O presidente americano classificou o pacto como “o maior acordo comercial já feito” e ressaltou que o objetivo é “rever o desequilíbrio histórico na balança comercial entre EUA e Europa”.
UE cede para evitar tarifaço
Do lado europeu, Von der Leyen reconheceu que o bloco partiu de uma posição de desvantagem, devido ao superávit europeu e ao déficit comercial de US$ 235 bilhões dos EUA com a UE em 2024. Para evitar a aplicação das tarifas de até 30% prometidas por Trump no chamado “Liberation Day”, os europeus concordaram com termos que analistas consideram desfavoráveis à Europa.

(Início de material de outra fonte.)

PR #4432, opened 2026-02-13
Remove cluster-stack endpoint

uglide:
The cluster consumes significant VM resources, so it's better to use the cluster-stable endpoint, since the test is guarded by a version check.


ggivo:
The intention was to use the cluster-stack endpoint for module tests in the cluster environment.
Including search module tests for older envs 7.x

PR #4435, opened 2026-02-18
[automatic failover] Add Runtime Weight Management for MultiDbClient Endpoints

atakavci:
### Summary
Adds the ability to get and set endpoint weights at runtime in `MultiDbClient`.

### Changes
- Added `getWeight(Endpoint)` and `setWeight(Endpoint, float)` methods to `MultiDbClient`
- Made `weight` field mutable in `MultiDbConnectionProvider.Database` with a setter
- Added unit tests for weight get/set operations

### Use Case
Allows dynamic adjustment of endpoint priority for failover operations without recreating the client.


atakavci:
> explicitly trigger re-selection of the best matching DB after the weights change

sound like a good improvement. i got other things in mind with the API; like improving accessibility with `MultiDbClient` instance for what is exposed from connection provider. 
Will work on those in a seperate PR. thanks @ggivo

PR #4436, opened 2026-02-19
Fix resp2 parsing of LibraryInfo

a-TODO-rov:
Closes #4436

### DIFF
--- a/pom.xml
+++ b/pom.xml
@@ -9,7 +9,7 @@
 	<packaging>jar</packaging>
 	<groupId>redis.clients</groupId>
 	<artifactId>jedis</artifactId>
-	<version>7.3.0-SNAPSHOT</version>
+	<version>7.4.0-SNAPSHOT</version>
 	<name>Jedis</name>
 	<description>Jedis is a blazingly small and sane Redis java client.</description>
 	<url>https://github.com/redis/jedis</url>


src/main/java/redis/clients/jedis/resps/LibraryInfo.java
```diff
@@ -20,10 +20,6 @@ public class LibraryInfo {
   private final List<Map<String, Object>> functions;
   private final String libraryCode;
 
-  public LibraryInfo(String libraryName, String engineName, List<Map<String, Object>> functions) {
-    this(libraryName, engineName, functions, null);
-  }
-
```
ggivo, line 26: This change is backward incompatible. As it might be used externally, we should mark it as @Deprecated in Jedis 7.4 and schedule its removal for the next major version

/**
 * @deprecated Since 7.4. This method will be removed in the next major release.
 */

src/main/java/redis/clients/jedis/resps/LibraryInfo.java
```diff
@@ -54,37 +50,44 @@ public LibraryInfo build(Object data) {
       List list = (List) data;
       if (list.isEmpty()) return null;
 
+      String[] libname = { null };
+      String[] enginename = { null };
+      String[] librarycode = { null };
+      List[] functions = { null };
```
ggivo: Any reason not using mutable complex object instead?
```
    private static class LibraryInfoDTO {
        private String libraryName;
        private String engineName;
        private String libraryCode;
        private List<Object> functions;
    }
...


    private void processField(Object key, Object value, LibraryInfoDTO dto) {
        String field = BuilderFactory.STRING.build(key);

        switch (field) {
            case "library_name":
                dto.libraryName = BuilderFactory.STRING.build(value);
```

src/test/java/redis/clients/jedis/BuilderTest.java
ggivo, line 1: Also, this touches the functionality of LibraryInfo.LIBRARY_INFO builder.
I suggest creating a dedicated unit test class, `LibraryInfoTest` and moving the respective tests there

PR #4439, opened 2026-02-20
Fix Connection Close Exception Handling for commons-pool2 2.13.1

atakavci:
### Summary
Here the [bump attempt](https://github.com/redis/jedis/pull/4409)  for org.apache.commons:commons-pool2 from 2.12.1 to 2.13.1.
Those tests failing during connection close is due to behavioral change - the way invalidateObject tries addObject - in [GenericObjectPools](https://github.com/apache/commons-pool/blob/34a857ceb70198ce6d5ff7ef171d12d18f6a3355/src/main/java/org/apache/commons/pool2/impl/GenericObjectPool.java#L939) implementation. 
This PR suppresses those exceptions during connection close to accommodate the behavioral change.

### Context
Starting with `commons-pool2` 2.13.1, `GenericObjectPool.invalidateObject()` attempts to replace invalidated instances, which can fail when `ConnectionFactory.makeObject()` throws an exception. This change ensures the original exception is preserved while suppressing any secondary exceptions from connection cleanup.

---

 ⚠️ The _version  bump_ itself will also result propagating the behavioral change to Jedis users.. So it will be a **breaking change** for Jedis and i am not sure this is the right approach in this PR.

Produtos como automóveis europeus — atualmente taxados em 27,5% — não tiveram redução tarifária, enquanto produtos farmacêuticos, principal item exportado pelo bloco, foram deixados de fora do acordo, já que Trump planeja medidas para incentivar a produção interna nesse setor.
Reações e próximos passos
Aliados de Trump comemoraram o resultado. O secretário de Comércio, Howard Lutnick, afirmou que os europeus aceitaram “os padrões industriais americanos pela primeira vez”. Parlamentares republicanos descreveram o acordo como mais uma vitória política e econômica do governo.
O presidente também afirmou que não pretende adiar o prazo de 1º de agosto para entrada em vigor de suas tarifas personalizadas. Até o momento, acordos preliminares já foram firmados com Reino Unido, Japão, Vietnã, Indonésia e Filipinas, além de uma trégua comercial com a China.